In her works, which are part of an ongoing exhibition titled 'Unlocking Stillness' here, Kiyomi wonders how the walls inhabited by a person imbibe the characteristics of the individual over a period of time, to manifest in the form of stories years later.
"The series is about my reverence for walls as lifelong companions. As guardians, walls have always been around whether to protect, divide or support us.
"They depict the different facets of our lives, shield us from various elements and yet time and life weathers them just as much as us. This series of works is about walls in their various forms and markings, as beings in themselves," says Kiyomi.

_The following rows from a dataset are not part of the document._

PR #9433, opened 2026-03-04
Trapper Boiler strain

MarshesAndMeadows:
## About the PR

Implemented the Trapper Boiler based on the CM13 version.

## Why / Balance
Xeno parity, featured in a number of issues;
[494#](https://github.com/RMC-14/RMC-14/issues/494)
[345#](https://github.com/RMC-14/RMC-14/issues/345)
[347#](https://github.com/RMC-14/RMC-14/issues/347)
[348#](https://github.com/RMC-14/RMC-14/issues/348)
[433#](https://github.com/RMC-14/RMC-14/issues/433)
[434#](https://github.com/RMC-14/RMC-14/issues/434)
[435#](https://github.com/RMC-14/RMC-14/issues/435)

## Technical details
Added three new active abilities and one passive (AcidMine, DeployTraps, AcidShotgun, Insight)
Each has its own components, systems, events, prototypes, etc.
In the case of DeployTraps it also has a system to handle the behavior of the deployed traps (aptly named DeployedTraps).
Added prototypes for two traps, the base version and the empowered version.
Modified the boiler prototype to allow for the new strain.
Added labels and descriptions to all abilities, strain info, names, etc.

Huge thanks to Hazzulicious for making the custom strain sprites, including new traps.
Also thanks to @CatAndHats for helping get parity sprites for traps.

## Media

https://github.com/user-attachments/assets/058792e3-58e5-447b-8e63-b2953e61195f

https://github.com/user-attachments/assets/987e000a-cdfb-418f-9c5b-4cb0ec9e4197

She has recreated the wear and tear on different walls, by painting lines on canvas that bear resemblance to fissures and crevices while attempting to convey a sense of alienation human beings go through during geographical displacements.
"Kiyomi's painterly lines marking fissures on walls and maps convey a strong syntax for borders, territorial boundaries, human memory and a search for a home within," says art historian, Shubhalakshmi Shukla.
Different elements of nature have often found space in Kiyomi's large spectrum of works, but in this particular series, Shukla says, the artist has chosen to be in "rumination" with the walls.
Her paintings "Membrane" and "Fate" seem to offer her acknowledgement as a "devotee would respond to a stranger", through the interiority in walls that manifest a layered acceptance as part of resistance to violence and an inward search for humaneness.
"'Membrane' and 'Fate' reflect Kiyomi's manifestation of inwardly bliss which could not resist blooming. The inevitable strength of the dialectic in the analogy of a wall encompassing fissure is an engagement with a slowly forming language within, creates a moment of completion.
"All that seems to be mundane and frugal gets embodied with a volume of minute-sound or sukshma in her works. The unspoken content gets filled with inner radiance and tranquility, wherein she carves out details of interiority as a profound stage," Shukla explains.
The artist goes through a process of self-reflection that fuels her meditations of what is within and without a wall.
Her paintings titled, "Splendour" and "Dwell into Night", both acrylic on canvas evoke deep human emotions and attempt to reflect on the minuscule things that go unnoticed in day to day life.
The exhibition underway at Gallery Art Motif is set to continue till February 25.